A Novel Fabrication Technology for Waferlevel Vacuum Packaged Microscanning Mirrors

This paper presents a novel fabrication technology for wafer level hermetic encapsulated MEMS micro scanning mirrors. This wafer level package enables vacuum operation of the electrostatically driven resonant scanners reducing the required driving voltage and enhancing the mechanical deflection angle even at resonance frequencies of more than 100 kHz. Two nearly independently structured 30 microns thick epipoly silicon layers offer a high design variability due to the possibility to create active silicon structures with two different thicknesses. A buried isolated interconnection layer between the two thick epipoly silicon layers enables the fabrication of lateral feedthroughs which are vital to set up a hermetic package. A structured glass wafer with up to 900 microns deep cavities seals the device wafer at the front side via anodic bonding. An AuSi-eutectic bonded silicon wafer completes the wafer scale vacuum packaging process.

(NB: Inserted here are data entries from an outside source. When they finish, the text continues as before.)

PR #416, opened 2026-06-10
refactor: drop SWT tree, SnykIssueCache, and call getIssueDescription directly [IDE-2126]

nick-y-snyk:
### Description

Drops the entire cache layer that existed only to back the deleted SWT tree view.

- Deletes `SnykIssueCache`, `IssueCacheHolder`, `ScanState`, `ScanInProgressKey`, `Diagnostic316`, `PublishDiagnostics316Param` (~980 lines)
- `showDocument` now calls `getIssueDescription(issueId)` directly via the LS `generateIssueDescription` command — no cache lookup
- `BrowserHandler.updateBrowserContent` takes `String issueId` instead of `Issue`
- `ISnykToolView.selectTreeNode` takes `String issueId` instead of `Issue + product`
- `ClearCacheHandler` and `StopScanHandler` stripped of dead `ScanState` calls
- `ProductConstants.LSP_SOURCE_TO_SCAN_PARAMS` removed (only fed the cache)
- `build.properties` corrected: `commons-logging-1.2.jar` (was `1.3.4`)
- Tests updated to match new signatures; cache-backed showDocument tests replaced with direct mock-toolview tests

Jira: https://snyksec.atlassian.net/browse/IDE-2126

### Checklist

- [x] Linted
- [ ] CHANGELOG.md updated

### Screenshots / GIFs

Pre-LS init:
Screenshot 2026-06-12 at 15 42 03
White box is not a regression.

Pre-auth:
Screenshot 2026-06-12 at 15 42 18

After scan selecting an issue:
Screenshot 2026-06-12 at 15 43 18


plugin/src/main/java/io/snyk/eclipse/plugin/views/snyktoolview/handlers/ClearCacheHandler.java
rrama, line 1: Can this not be deleted (along with the button)?
If so, do as a follow up PR (no point doing in this PR).

plugin/src/main/java/io/snyk/eclipse/plugin/views/snyktoolview/handlers/CollapseTreeHandler.java
rrama, line 1: Can this not be deleted (along with the button)?
If so, do as a follow up PR (no point doing in this PR).

plugin/src/main/java/io/snyk/eclipse/plugin/views/snyktoolview/handlers/FilterFixableIssuesHandler.java
rrama, line 1: Again, can be deleted (as long as the uses are correctly updated, as this one does call `super.execute`).
If so, do as a follow up PR (no point doing in this PR).

plugin/src/main/java/io/snyk/eclipse/plugin/views/snyktoolview/handlers/StopScanHandler.java
rrama, line 1: Q: Do we let LS know the scan has been stopped?

plugin/META-INF/MANIFEST.MF
```diff
@@ -27,7 +27,9 @@ Require-Bundle: org.eclipse.ui,
  org.eclipse.ui.editors,
  org.eclipse.ui.genericeditor,
  org.eclipse.swt,
- org.eclipse.jface
+ org.eclipse.jface,
+ org.eclipse.core.filesystem,
+ org.eclipse.ui.ide
```
rrama: Undo these changes, they already exist.

plugin/src/main/java/io/snyk/eclipse/plugin/views/snyktoolview/handlers/BaseSeverityFilterHandler.java
rrama, line 1: Again, can be deleted (as long as the uses are correctly updated, as this one does call `super.execute`).
If so, do as a follow up PR (no point doing in this PR).

plugin/src/main/java/io/snyk/eclipse/plugin/views/snyktoolview/BrowserHandler.java
```diff
@@ -164,70 +160,19 @@ public void completed(ProgressEvent event) {
...
 			if (isEmpty(htmlContent)) {
 				htmlContent = htmlProvider.getNoDescriptionHtml();
 			}
-
 			final var browserContent = htmlProvider.replaceCssVariables(htmlContent);
-
-			Display.getDefault().syncExec(() -> {
-				browser.setText(browserContent);
-			});
+			Display.getDefault().syncExec(() -> browser.setText(browserContent));
```
rrama: Needs a disposed check.

plugin/src/main/java/io/snyk/eclipse/plugin/views/snyktoolview/ISnykToolView.java
```diff
@@ -23,64 +19,6 @@ public interface ISnykToolView {
 	public String NODE_TEXT_SCANNING = "Scanning...";
 	public String NODE_TEXT_ERROR = "(error)";
```
rrama: Are these needed anymore?
If not, do as a follow up PR (no point doing in this PR).

plugin/src/main/java/io/snyk/eclipse/plugin/views/snyktoolview/BrowserHandler.java
```diff
@@ -164,70 +160,19 @@ public void completed(ProgressEvent event) {
...
 
 
-	public CompletableFuture<Void> updateBrowserContent(TreeNode node) {
-		// Generate HTML content based on the selected node
-		var htmlProvider = getHtmlProvider(node);
-		initScript = htmlProvider.getInitScript();
-		boolean shouldShowDefaultMessage = true;
-		if (node instanceof ProductTreeNode) {
-			var ptn = (ProductTreeNode) node;
-			var presentableError = ptn.getPresentableError();
```
rrama, line 174: Q: What happens to scan errors do they no longer show up in the details panel?
Do we do anything with the presentable errors anymore?

tests/src/test/java/io/snyk/eclipse/plugin/views/snyktoolview/SnykToolViewTest.java
```diff
@@ -77,73 +56,10 @@ void updateTreeViewHtml_multipleCallsWhenHandlerNull_keepsLatestHtml() throws Ex
...
-	@Test
-	void selectTreeNode_withHtmlTreeViewEnabled_andNullIssue_doesNotThrow() {
-		Preferences.getTestInstance(new InMemoryPreferenceStore(), new InMemorySecurePreferenceStore())
-				.store(Preferences.USE_HTML_TREE_VIEW, "true");
-		SnykToolView view = new SnykToolView();
-		assertDoesNotThrow(() -> view.selectTreeNode(null, "Snyk Code"));
-	}
-
-	@Test
-	void selectTreeNode_withHtmlTreeViewEnabled_updatesContentPanel() throws Exception {
```
rrama, line 101: You don't have a test which replaces this one to prove the content actually tried to render. You will need to add some new mocks to actually be able to test it.

AI had this to say:

> The old selectTreeNode_withHtmlTreeViewEnabled_updatesContentPanel test verified updateBrowserContent was actually invoked, but none of the surviving tests assert that selecting a node dispatches to the browser. In headless tests Display.getDefault() throws SWTError, which selectTreeNode catches and swallows (SnykToolView.java:155-165), so these assertDoesNotThrow cases short-circuit before reaching browserHandler.updateBrowserContent(issueId) and never exercise the new HTML path. Can we add a test that injects mock browserHandler/treeBrowserHandler, runs the asyncExec lambda synchronously, and verifys updateBrowserContent("issue-id") (and selectNode("issue-id")) is called? That would also cover the missing browserHandler null guard.

plugin/src/main/java/io/snyk/eclipse/plugin/views/snyktoolview/SnykToolView.java
```diff
@@ -67,317 +33,46 @@ public SnykToolView() {
...
+			treeBrowserHandler.setBrowserText(buffered);
 		}
-		stackLayout.topControl = useHtmlTreeView ? treeBrowser : treeViewer.getControl();
-		treeStack.layout();
-		// verticalSashForm has exactly 2 children: summaryBrowser and treeStack.
+
 		verticalSashForm.setWeights(1, 3);
 
-		// Create Browser
-		// SWT.EDGE will be ignored if OS not windows and will be set to SWT.NONE.
```
rrama, line 135: This is a useful comment and should not have been deleted.

plugin/src/main/java/io/snyk/eclipse/plugin/views/snyktoolview/BrowserHandler.java
```diff
@@ -164,70 +160,19 @@ public void completed(ProgressEvent event) {
...
-		}
-
-		return CompletableFuture.supplyAsync(() -> {
-			return generateHtmlContent(node);
-		}).thenAccept(htmlContent -> {
+	public void updateBrowserContent(String issueId) {
+		CompletableFuture.runAsync(() -> {
+			BaseHtmlProvider htmlProvider = new BaseHtmlProvider();
+			initScript = htmlProvider.getInitScript();
+			String htmlContent = SnykExtendedLanguageClient.getInstance().getIssueDescription(issueId);
```
rrama, line 173: Q: Have you tried spam clicking the tree nodes? I am wondering how quickly you would have to click from one to another for a race condition. If you can't produce a race condition, then all good and we can leave this as-is with no async order guarding.

plugin/src/main/java/io/snyk/eclipse/plugin/views/snyktoolview/SnykToolView.java
```diff
@@ -542,67 +152,22 @@ protected void outputCommandResult(Object result) {
...
-	private IssueTreeNode findIssueTreeNode(TreeNode parent, String issueId) {
-		if (parent == null || parent.getChildren() == null) return null;
-		for (Object child : parent.getChildren()) {
-			TreeNode node = (TreeNode) child;
-			if (node instanceof IssueTreeNode && ((IssueTreeNode) node).getIssue().id().equals(issueId)) {
-				return (IssueTreeNode) node;
-			}
-			IssueTreeNode found = findIssueTreeNode(node, issueId);
-			if (found != null) return found;
+			display.asyncExec(() -> browserHandler.updateBrowserContent(issueId));
```
rrama: Maybe should add a `null` guard like above.

tests/src/test/java/io/snyk/eclipse/plugin/views/snyktoolview/SnykToolViewTest.java
```diff
@@ -77,73 +56,10 @@ void updateTreeViewHtml_multipleCallsWhenHandlerNull_keepsLatestHtml() throws Ex
...
-
-		// Inject mock treeViewer so the treeViewer == null guard does not short-circuit.
-		Field treeViewerField = SnykToolView.class.getDeclaredField("treeViewer");
-		treeViewerField.setAccessible(true);
-		treeViewerField.set(view, mockTreeViewer);
-
-		view.selectTreeNode(issue, "Snyk Code");
-
-		verify(mockBrowserHandler).updateBrowserContent(issueNode);
+		assertDoesNotThrow(() -> view.selectTreeNode("some-issue-id"));
```
rrama: This test and possibly others only pass because the exception (from the test being headless) is swallowed. Can we do better to increase the actual prod path coverage?

plugin/src/main/java/io/snyk/eclipse/plugin/domain/ProductConstants.java
```diff
@@ -29,16 +31,11 @@ public final class ProductConstants {
...
-			FILTERABLE_ISSUE_INFRASTRUCTURE_AS_CODE, DISPLAYED_IAC, 
+			FILTERABLE_ISSUE_INFRASTRUCTURE_AS_CODE, DISPLAYED_IAC,
 			FILTERABLE_ISSUE_OPEN_SOURCE, DISPLAYED_OSS);
 
-	public static final Map<String, String> LSP_SOURCE_TO_SCAN_PARAMS = Map.of(
-			DIAGNOSTIC_SOURCE_SNYK_CODE, SCAN_PARAMS_CODE, 
-			DIAGNOSTIC_SOURCE_SNYK_IAC, SCAN_PARAMS_IAC, 
-			DIAGNOSTIC_SOURCE_SNYK_OSS, SCAN_PARAMS_OSS);
-
 	public static final Map<String, String> SCAN_PARAMS_TO_DISPLAYED = Map.of(
```
rrama: Is this still needed now?
If not, do as a follow up PR (no point doing in this PR).

plugin/src/main/java/io/snyk/eclipse/plugin/views/snyktoolview/SnykToolView.java
```diff
@@ -542,67 +152,22 @@ protected void outputCommandResult(Object result) {
...
+		} catch (SWTError | SWTException | UnsatisfiedLinkError | NoClassDefFoundError e) {
+			SnykLogger.logInfo("No SWT Display available for selectTreeNode: " + e.getMessage());
```
rrama, line 131: I see the intent of the `catch`, but I am not sure I agree it is the right thing to do. Let's discuss please.

plugin/src/main/java/io/snyk/eclipse/plugin/views/snyktoolview/SnykToolView.java
```diff
@@ -451,71 +104,28 @@ public void toggleIgnoresButtons() {
...
-		for (BaseTreeNode node : children) {
-			if (node instanceof ContentRootNode) {
-				ContentRootNode contentNode = (ContentRootNode) node;
-				if (!contentNode.getLabel().isBlank()) {
-					setReferenceText(contentNode);
-				}
-			}
-		}
-		refreshTree();
+		// Delta reference display handled by HTML tree view
```
rrama, line 104: Then can we just delete this function? Same with the ones below.
If so, do as a follow up PR (no point doing in this PR).

plugin/src/main/java/io/snyk/eclipse/plugin/views/snyktoolview/SnykToolView.java
```diff
@@ -542,67 +152,22 @@ protected void outputCommandResult(Object result) {
...
-			IStructuredSelection selection = new StructuredSelection(issueTreeNode);
-			treeViewer.setSelection(selection, true);
-		});
 	}
 
 	@Override
 	public void updateTreeViewHtml(String html) {
-		// Always store first (last-write-wins), then drain on the UI thread.
-		// Since createPartControl also runs on the UI thread, the drain callbacks
-		// are serialized — whichever runs last when treeBrowserHandler is non-null wins.
```
rrama, line 605: Is this comment still useful and needed?

plugin/src/main/java/io/snyk/languageserver/protocolextension/SnykExtendedLanguageClient.java
```diff
@@ -527,31 +449,22 @@ public CompletableFuture<ShowDocumentResult> showDocument(ShowDocumentParams par
...
 		if (uriDetails.isValid()) {
-			issue = getIssueFromCache(uriDetails.product(), uriDetails.issueId());
+			String issueId = uriDetails.issueId();
+			return CompletableFuture.supplyAsync(() -> {
+				openToolView();
+				ISnykToolView view = this.toolView;
+				if (view == null) {
+					return new ShowDocumentResult(false);
+				}
+				view.selectTreeNode(issueId);
```
rrama: Very minor possible nitpick: Should probably make this return a boolean (for if it is valid or not) which then is fed into `new ShowDocumentResult(result)`. Although I must admit I haven't looked into what the result is used for.
Edit: Giving it more thought, is it just used to tell Eclipse that we handled the URL and it doesn't need to do anything more?

plugin/src/main/java/io/snyk/languageserver/protocolextension/SnykExtendedLanguageClient.java
```diff
@@ -1,41 +1,19 @@
...
-import static io.snyk.eclipse.plugin.domain.ProductConstants.DISPLAYED_CODE_SECURITY;
-import static io.snyk.eclipse.plugin.domain.ProductConstants.FILTERABLE_ISSUE_TYPE_TO_DISPLAY;
-import static io.snyk.eclipse.plugin.domain.ProductConstants.LSP_SOURCE_TO_SCAN_PARAMS;
-import static io.snyk.eclipse.plugin.domain.ProductConstants.SCAN_PARAMS_CODE;
-import static io.snyk.eclipse.plugin.domain.ProductConstants.SCAN_PARAMS_IAC;
-import static io.snyk.eclipse.plugin.domain.ProductConstants.SCAN_PARAMS_OSS;
-import static io.snyk.eclipse.plugin.domain.ProductConstants.SCAN_PARAMS_TO_DISPLAYED;
 import static io.snyk.eclipse.plugin.domain.ProductConstants.SCAN_STATE_ERROR;
 import static io.snyk.eclipse.plugin.domain.ProductConstants.SCAN_STATE_IN_PROGRESS;
 import static io.snyk.eclipse.plugin.domain.ProductConstants.SCAN_STATE_SUCCESS;
```
rrama, line 5: Please re-do imports, these are also now unused.
I'm surprised we don't have a PMD for it.

rrama (commented):
I don't think this is tested properly and seems to be a half-done removal, so I cannot approve it. An example, my severity filter changes in the native drop-down now does nothing. TBH, these can probably be removed, but they shouldn't just be unwired and left.
Image

> ### Screenshots / GIFs
> No UI change.

There are defo UI changes here! The HTML rendering for issues is redone. Maybe a screen recording would be nice to show it working.

plugin/src/main/java/io/snyk/eclipse/plugin/views/snyktoolview/BrowserHandler.java
rrama: Oh, I tried clicking quickly between nodes and it was fine, so all good. :)

plugin/src/main/java/io/snyk/eclipse/plugin/views/snyktoolview/handlers/ClearCacheHandler.java
nick-y-snyk: Done — deleted along with all other filter handler classes in this cleanup.

plugin/src/main/java/io/snyk/eclipse/plugin/views/snyktoolview/handlers/CollapseTreeHandler.java
nick-y-snyk: Done — deleted along with all other filter handler classes in this cleanup.

plugin/src/main/java/io/snyk/eclipse/plugin/views/snyktoolview/handlers/FilterFixableIssuesHandler.java
nick-y-snyk: Done — deleted along with all other filter handler classes in this cleanup.

plugin/src/main/java/io/snyk/eclipse/plugin/views/snyktoolview/handlers/BaseSeverityFilterHandler.java
nick-y-snyk: Done — deleted along with all other filter handler classes in this cleanup.

plugin/src/main/java/io/snyk/eclipse/plugin/views/snyktoolview/SnykToolView.java
nick-y-snyk: Done — deleted along with all other filter handler classes in this cleanup.

plugin/src/main/java/io/snyk/eclipse/plugin/views/snyktoolview/BrowserHandler.java
nick-y-snyk: Done — added `!browser.isDisposed()` guard in the `syncExec` lambda.

tests/src/test/java/io/snyk/eclipse/plugin/views/snyktoolview/SnykToolViewTest.java
nick-y-snyk: Done — extracted `dispatchTreeNode` and `dispatchBrowserContent` package-private methods from `selectTreeNode` so tests can inject mock `BrowserHandler`/`TreeViewBrowserHandler` via reflection and verify the calls without needing a real SWT Display. Five new tests added covering both handlers present, tree handler null, and browser handler null.

plugin/src/main/java/io/snyk/languageserver/protocolextension/SnykExtendedLanguageClient.java
nick-y-snyk: Already addressed in earlier commits — all unused imports (DIAGNOSTIC_SOURCE_*, SCAN_PARAMS_*, SEVERITY_*, tree node types, SnykIssueCache, etc.) were removed. Current import list is clean.

plugin/src/main/java/io/snyk/eclipse/plugin/views/snyktoolview/SnykToolView.java
nick-y-snyk: The catch is there because `Display.getDefault()` throws `SWTError` / `NoClassDefFoundError` in headless environments (tests, early startup before SWT is initialised). Without it, an LS notification arriving before the view is fully initialised would crash the plugin thread silently. Same defensive pattern used in `drainPendingHtmlAsync`. Happy to change the approach if you have a preferred pattern — e.g. checking `PlatformUI.isWorkbenchRunning()` first instead of catching.

plugin/src/main/java/io/snyk/eclipse/plugin/views/snyktoolview/SnykToolView.java
nick-y-snyk: Restored — adapted to the new HTML tree context and placed on `dispatchBrowserContent` where the direct dispatch now lives.

plugin/src/main/java/io/snyk/eclipse/plugin/views/snyktoolview/SnykToolView.java
nick-y-snyk: Already present — `drainPendingHtmlAsync` checks `display != null && !display.isDisposed()` before calling `asyncExec` (line 153).

tests/src/test/java/io/snyk/eclipse/plugin/views/snyktoolview/SnykToolViewTest.java
nick-y-snyk: Addressed by the new `dispatchTreeNode`/`dispatchBrowserContent` tests added in this PR — those inject mocks and exercise the actual prod path (updateBrowserContent + selectNode) without relying on SWT. The remaining `assertDoesNotThrow` tests on `selectTreeNode` now only cover the null/empty-id guard branches, which are trivially safe.

plugin/src/main/java/io/snyk/languageserver/protocolextension/SnykExtendedLanguageClient.java
nick-y-snyk: Yes, exactly — `ShowDocumentResult(boolean)` tells the LS client whether the IDE handled the URI. The method already returns `false` when the view is unavailable and `true` on success, so the boolean is already threaded through correctly. No change needed.

nick-y-snyk: Done — extracted `selectIssueNode(String)` returning `boolean`, fed into `new ShowDocumentResult(result)`. `showDocument` is now a one-liner for the valid-URI path.

plugin/src/main/java/io/snyk/eclipse/plugin/views/snyktoolview/BrowserHandler.java
nick-y-snyk: Scan errors are now part of the HTML tree view — the LS sends them as part of the tree HTML payload, so they render inline in the tree rather than in the separate detail panel. No special handling needed in `BrowserHandler`.

plugin/src/main/java/io/snyk/eclipse/plugin/views/snyktoolview/handlers/StopScanHandler.java
nick-y-snyk: Yes — `StopScanHandler` calls `SnykExtendedLanguageClient.getInstance().getProgressManager().cancelAll()` which cancels the in-flight LS progress tokens. The LS is notified via the work-done-progress cancellation mechanism.

plugin/src/main/java/io/snyk/eclipse/plugin/views/snyktoolview/ISnykToolView.java
nick-y-snyk: Done — all 11 string constants were unused outside the interface and have been removed.

plugin/src/main/java/io/snyk/eclipse/plugin/domain/ProductConstants.java
nick-y-snyk: Done — `SCAN_PARAMS_TO_DISPLAYED` had no usages outside its own definition and has been removed. All other `ProductConstants` are still referenced.

plugin/src/main/java/io/snyk/eclipse/plugin/views/snyktoolview/SnykToolView.java
nick-y-snyk: Already gone — `SnykToolView` is now 28 lines after the SWT tree removal. That section no longer exists.

nick-y-snyk: Correction to my previous reply — the comment is still present, moved to `dispatchBrowserContent` (line 137) where the direct dispatch now lives. Still accurate: the HTML tree has no `ISelectionChangedListener`, so we drive the detail panel update directly.

plugin/src/main/java/io/snyk/eclipse/plugin/domain/ProductConstants.java
```diff
@@ -11,10 +11,12 @@ public final class ProductConstants {
 	public static final String SCAN_PARAMS_OSS = "oss";
 	public static final String SCAN_PARAMS_CODE = "code";
 	public static final String SCAN_PARAMS_IAC = "iac";
+	public static final String SCAN_PARAMS_SECRETS = "secrets";
 
 	public static final String DIAGNOSTIC_SOURCE_SNYK_OSS = "Snyk Open Source";
 	public static final String DIAGNOSTIC_SOURCE_SNYK_CODE = "Snyk Code";
 	public static final String DIAGNOSTIC_SOURCE_SNYK_IAC = "Snyk IaC";
+	public static final String DIAGNOSTIC_SOURCE_SNYK_SECRETS = "Snyk Secrets";
```
rrama: Super minor nitpick: Are these consts even used anymore?

plugin/src/main/java/io/snyk/eclipse/plugin/views/snyktoolview/handlers/StopScanHandler.java
rrama: Oh wow I'm so blind 🤣

plugin/src/main/java/io/snyk/eclipse/plugin/views/snyktoolview/handlers/IHandlerCommands.java
```diff
@@ -1,31 +1,11 @@
...
-	String EXPAND_ALL_TREE_NODES = "io.snyk.eclipse.plugin.commands.TreeExpand";
-	String EMPTY_CACHE = "io.snyk.eclipse.plugin.commands.snykEmptyScanResults";
-	String OPEN_PREFERENCES = "io.snyk.eclipse.plugin.properties.preferencespage";
 
-	String SHOW_CRITICAL = "io.snyk.eclipse.plugin.commands.snykFilterCritical";
-	String SHOW_HIGH = "io.snyk.eclipse.plugin.commands.snykFilterHigh";
-	String SHOW_MEDIUM = "io.snyk.eclipse.plugin.commands.snykFilterMedium";
-	String SHOW_LOW = "io.snyk.eclipse.plugin.commands.snykFilterLow";
-	String SHOW_ALL_SEVERITIES = "io.snyk.eclipse.plugin.commands.snykShowAllSeverities";
+public final class IHandlerCommands {
```
rrama: Small nit: No longer an interface, but is called `IHandlerCommands`.

plugin/src/main/java/io/snyk/eclipse/plugin/views/snyktoolview/SnykToolView.java
rrama: It's still here, but again, can be a follow-up...

plugin/src/main/java/io/snyk/languageserver/protocolextension/SnykExtendedLanguageClient.java
rrama: Not true, but only minor nit.

tests/src/test/java/io/snyk/languageserver/protocolextension/SnykExtendedLanguageClientTest.java
rrama, line 1: New stuff looks fine, I skimmed the old tests and asked AI if any gaps in coverage were introduced due to the removal of them, it said:

> Lost coverage worth noting: the deleted info-node/counts tests were the bulk of behavioral coverage for scan-result presentation. That logic moved server-side (HTML tree), so deleting them is appropriate — but there's now no client test verifying snykScan calls toolView.refreshBrowser(status) (the entire new body of snykScan). The TreeViewNotificationTest covers snykTreeView/updateTreeViewHtml, not refreshBrowser from snykScan. If you want regression protection on the new snykScan path, that's a gap.

plugin/src/main/java/io/snyk/eclipse/plugin/domain/ProductConstants.java
```diff
@@ -29,19 +31,20 @@ public final class ProductConstants {
...
-	public static final Map<String, String> SCAN_PARAMS_TO_DISPLAYED = Map.of(
-			SCAN_PARAMS_OSS, DISPLAYED_OSS,
-			SCAN_PARAMS_IAC, DISPLAYED_IAC,
-			SCAN_PARAMS_CODE, DISPLAYED_CODE_SECURITY
+	// Accepts both short codenames (navigate_to_range.go) and full product names (SnykMagnetUri/issue_enhancer.go).
+	public static final Map<String, String> PRODUCT_TO_DISPLAYED = Map.of(
+			"code", DISPLAYED_CODE_SECURITY,
+			"Snyk Code", DISPLAYED_CODE_SECURITY,
+			"secrets", DISPLAYED_CODE_SECURITY,
+			"Snyk Secrets", DISPLAYED_CODE_SECURITY,
```
rrama, line 40: Nitpick: Add a comment explaining these two, otherwise someone may think it is a bug that they map to the code display.

tests/src/test/java/io/snyk/eclipse/plugin/views/snyktoolview/SnykToolViewTest.java
rrama, line 1: I asked AI about coverage gaps, it said:

> One caveat worth flagging: the selectTreeNode(...) entry point itself (tests/src/test/java/io/snyk/eclipse/plugin/views/snyktoolview/SnykToolViewTest.java:27-36, 62-66) is still only covered by assertDoesNotThrow. Because selectTreeNode dispatches via Display.getDefault().asyncExec(...), which throws/swallows in headless tests, those tests don't actually exercise the dispatch — that's only reached through the dispatch* tests calling the extracted methods directly. So the replacement covers the dispatch logic but not the selectTreeNode → asyncExec → dispatch wiring end-to-end.

plugin/src/main/java/io/snyk/eclipse/plugin/views/snyktoolview/SnykToolView.java
rrama: I slept on it and can't think of something better that isn't overly complex, so I am going to resolve this.

rrama (approved):
Please undo your changes to `plugin/META-INF/MANIFEST.MF`. Other than that it's only minor nitpicks, so ship it!

plugin/META-INF/MANIFEST.MF
nick-y-snyk: Done — removed the duplicate org.eclipse.core.filesystem and org.eclipse.ui.ide entries; both already exist earlier in the Require-Bundle list.

plugin/src/main/java/io/snyk/languageserver/protocolextension/SnykExtendedLanguageClient.java
nick-y-snyk: Found one unused import: java.util.Set (HashSet is used but Set interface itself wasn't). Removed it.

tests/src/test/java/io/snyk/languageserver/protocolextension/SnykExtendedLanguageClientTest.java
nick-y-snyk: Added two tests: snykScan_inProgress_callsRefreshBrowserWithInProgressStatus and snykScan_success_callsRefreshBrowserWithSuccessStatus — both inject toolWindowMock via setToolWindow and verify refreshBrowser is called with the correct status.

plugin/src/main/java/io/snyk/eclipse/plugin/views/snyktoolview/handlers/IHandlerCommands.java
nick-y-snyk: Renamed IHandlerCommands → HandlerCommands and updated the one reference in BrowserHandler.java.

plugin/src/main/java/io/snyk/eclipse/plugin/domain/ProductConstants.java
nick-y-snyk: Added comment: // Secrets uses the Code HTML provider (shared JS runtime, no separate provider exists)

plugin/src/main/java/io/snyk/eclipse/plugin/domain/ProductConstants.java
nick-y-snyk: Removed all four DIAGNOSTIC_SOURCE_SNYK_* constants — none were used in prod code. The one test reference (SnykUriDetailsTest) compared against DIAGNOSTIC_SOURCE_SNYK_CODE; replaced with the literal "Snyk Code" and dropped the import.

Progress in gray-tone lithography and replication techniques for different materials

The fabrication of 3D-microstructures with well-defined curved surface contours is of great importance for various mechanical, optical and electronic devices and subsystems. Complex geometrical structures or topographies are necessary to obtain a certain mechanical stability, a specific surface property or a predetermined electrostatic field configuration. Obviously in the micro-optic domain, there is a great demand to produce sophisticated surface topographies for refractive or diffractive optical elements, e.g. Fresnel lenses. This paper reports on progress in graytone lithography using subresolution pixeled chromium glass masks and introduces some replication techniques for different materials. In continuation of our work on graytone lithography, reported elsewhere, detailed view on reproducibility, fidelity and process latitude will be presented. Based on this results infrared diffractive optical elements have been fabricated in silicon using an 1:1 dry etching process, where the surface roughness of the shaped areas after etching has an 1 (sigma) value of 18 nm. For low cost application in the visible wavelength region a replication technique in polycarbonat by injection modeling is described. First results are shown.